Hamilton, who will keep his special rainbow design in support of the LGBTQ+ community debuted in Qatar for the last two races of the season, supported the idea of F1 shedding a light on these issues, especially considering the slogan "We Race as One" broadcasted for the past two years.

"[F1 is] duty-bound to help raise awareness for certain issues that see with human rights in these countries we are going to. I can't pretend to be the most knowledgeable and have the deepest of understanding of someone that has grown up in the community here that is heavily affected by certain rules and the regime."

"Do I feel comfortable here? I wouldn't say I do, but it's not my choice to be here. The sport has taken the choice to be here and whether it's right or wrong, I think whilst we are here, again, I feel it is important to raise awareness."

The English driver, second in the drivers' standings, brought up also the issue of driving for women, as, even if the legislation was modified years ago to make it legal for them, "some of the women are still in prison from driving many, many years ago."

He added that the importance of this topic in such countries was a key factor in his decision of bringing back the rainbow helmet:

"For example at the last race [in Qatar] you saw the helmet that I wore, I will wear that again here and in the next race because that is an issue. There is changes that needs to be made and our sport needs to do more."

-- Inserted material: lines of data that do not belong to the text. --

PR #17536, opened 2026-07-28
fix(mini-app): backfill preset logo keys lost by the logo_key rename

beyondkmp:
>
>
>

### What this PR does

Before this PR: every database seeded before migration `0020_purple_mysterio` lost all mini-app logos when that migration renamed `mini_app.logo` to `logo_key` as drop+add without copying data. `MiniAppSeeder` could not repair the rows because its version only hashes `PRESETS_MINI_APPS`, which did not change, so `SeedRunner` kept skipping the re-seed and every launchpad icon rendered blank (this hits 2.0.0-beta.2 → beta.3 upgrades in the wild).

After this PR: the seeder version is prefixed with an output revision (`2:<presets-hash>`), so journals recorded before the rename no longer match. The next boot re-runs the seeder once, and the existing `onConflictDoUpdate` refresh restores `logo_key` on preset rows while leaving `status`, `orderKey`, and custom rows untouched.

Fixes # N/A

The following tradeoffs were made: bumping the seeder revision refreshes preset display fields once for all installs, including healthy ones — an idempotent no-op there, in exchange for reusing the existing seed machinery with a two-line change.

The following alternatives were considered: a patch migration copying `logo` into `logo_key` (impossible — the column and its data are already dropped on affected DBs, and repo policy forbids patch migrations while the v2 migration chain is throwaway); an unconditional boot-time backfill (a new code path that becomes dead weight after one run).

### Breaking changes

None.

Verified live against an affected database: all 59 preset rows had `logo_key = NULL`, and after this change the boot log shows `Seed "miniApp" applied (v2:…)`, all 59 rows are backfilled, and the launchpad renders every icon again. Validation: seeder suite 7/7, full seeding directory 55/55, `pnpm lint` and `pnpm format` clean. Full `pnpm test` has one pre-existing environment-dependent failure (`scripts/__tests__/before-pack.test.ts` sharp/x64 arch check) that also fails without this change.

### Checklist

### Release note

```release-note
Fixed mini-app launchpad icons rendering blank on databases that lost preset logo data to the logo → logo_key storage change; the seeder now re-runs once and restores them.
```

### DIFF
--- a/src/main/data/db/seeding/seeders/__tests__/miniAppSeeder.test.ts
+++ b/src/main/data/db/seeding/seeders/__tests__/miniAppSeeder.test.ts
@@ -1,4 +1,5 @@
 import { miniAppTable } from '@data/db/schemas/miniApp'
+import { hashObject } from '@data/db/seeding/hashObject'
 import { MiniAppSeeder } from '@data/db/seeding/seeders/miniAppSeeder'
 import { PRESETS_MINI_APPS } from '@shared/data/presets/miniApps'
 import { setupTestDatabase } from '@test-helpers/db'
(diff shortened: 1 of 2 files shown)


DeJeune:

This shouldn't affect it, because the rc version still needs to be normalized.

---
<details>

这个应该不影响，因为rc版本还要归一化
</details>

beyondkmp:

But currently no icons are displayed. Do you mean we don't need to worry about the beta for now?

image

---
<details>

不过目前都不显示icon，你的意思是目前beta不用管？

image
</details>

DeJeune:

Yeah, the rc version will also guide a migration (it will be released tomorrow). The temporary workaround is to delete the sqlite and migrate again.

---
<details>

嗯嗯，rc版本还会引导一次迁移（明天就发布了），临时解决方法就是删除sqlite重新迁移
</details>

Hamilton also talked about the title bottle he's fighting against Verstappen, which would score him a record-breaking eight title, highlighting the importance such a win would hold for him:

"It would be for sure. One [reason] being that it is something that no one has ever done before. It has been against the toughest battle I think the sport has seen in a long long time and the most challenging. I think collectively, it would be. Plus, we are in a pandemic and all sorts of things we have been faced with."

He also mentioned the reasons why this year's championship battle was "different" than in his previous experience, as there are different teams involved after seasons of internal battles between the German team's drivers, and he's more confident in his abilities than while fighting for his first titles:

"It is different in one sense because we have got two incredibly close teams. It is different because we are, as a team, fighting for uncharted territory, no one has ever won eight titles in teams' or drivers' so that is fresh and new."

"On the other side, I am more related than I have ever been because I have been around a long time. It is not my first. I remember how I was in my first championship and even my second and third, the sleepless nights and all those sorts of things. Now I am very sure about myself and apply myself better than before."

"I know I can't change anything from the past but all I can do is prepare the best I can for what's up ahead of me and I 100 per cent know I have," Hamilton concluded.